What is required: In the data below, find each line that contains the word "basics" and copy it.

(Dataset items)
PR #2543, opened 2024-07-04
Add support for translatable/customizable section titles in the cv page

romanescherrer:
This PR adds support for translating or customizing section title in the resume from the `_config.yaml`file. This feature enhances the internationalization of the al-folio theme, allowing users to customize the section titles without modifying the liquid template directly.

# Modification
- added a `sectiontitle`parameter in the `_config.yml`to store translations for section titles.
- Updated `cv.liquid` to use titles from `sectiontitle`if available, defaulting to the original section name if a translation is not provided.
- Updated the documentation in `CUSTOMIZE.md` to explain how to used this new feature.

# Example (in French)

```yaml
# _config.yml 
sectiontitles:
  basics: Informations personnelles
  work: experiences
  education: # Leave it blank for the default title
  publications:
  projects: projets
  volunteer:
  awards:
  certificates:
  skills: Compétences
  languages: langues
  interests: hobbits
  references:
```

### DIFF
--- a/_config.yml
+++ b/_config.yml
@@ -641,3 +641,18 @@ jsonresume:
   - languages
   - interests
   - references
+
+# Customize the section titles in the cv page, leave it blank for default
+sectiontitles:
+  basics:
+  work:
+  education:
+  publications:
+  projects:
+  volunteer:
+  awards:
+  certificates:
+  skills:
+  languages:
+  interests:
+  references:
--- a/CUSTOMIZE.md
+++ b/CUSTOMIZE.md
@@ -48,6 +48,26 @@ There are currently 2 different ways of generating the CV page content. The firs
 
 What this means is, if there is no resume data defined in [\_config.yml](_config.yml) and loaded via a json file, it will load the contents of [\_data/cv.yml](_data/cv.yml). If you want to use the [\_data/cv.yml](_data/cv.yml) file as the source of your CV, you must delete the [assets/json/resume.json](assets/json/resume.json) file.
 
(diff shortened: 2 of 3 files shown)


george-gca:
For a version of al-folio with support for localization, I recommend [my fork of it](https://github.com/george-gca/multi-language-al-folio), which was created specifically for this.

romanescherrer:
@george-gca, thank you for sharing your impressive work. I'm considering using it for my website :). Nevertheless, I believe it's important to accommodate users who might want to customize the title sections on the CV page. For instance, some might prefer to change 'Basic' to 'Personal Informations' or translate it into another language.

_config.yml
```diff
@@ -641,3 +641,18 @@ jsonresume:
   - languages
   - interests
   - references
+
+# Customize the section titles in the cv page, leave it blank for default
+sectiontitles:
```
george-gca, line 646: I believe it's best to use `sections_titles` instead. `jsonresume` is only in a single word because it is the name of the library.

_config.yml
```diff
@@ -641,3 +641,18 @@ jsonresume:
   - languages
   - interests
   - references
+
+# Customize the section titles in the cv page, leave it blank for default
```
george-gca, line 645: Add to this comment the info about it only being used when the cv is loaded from jsonr. Even though it is in that section in _config.yml, it's better to make it clear.

george-gca (changes requested):

george-gca:
@alshedivat @pourmand1376 @arunoruto any thoughts on this PR?

CheariX:
My five cents: our `config.yml` is growing a lot. Do we really want to have so many config parameters in it? Wouldn't it be better to make it configurable on a per-site basis, e.g. in `cv.md`?

george-gca:
I agree with @CheariX. This would be better as an option in the page itself.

Solution to this problem:
  basics: Informations personnelles
+  basics:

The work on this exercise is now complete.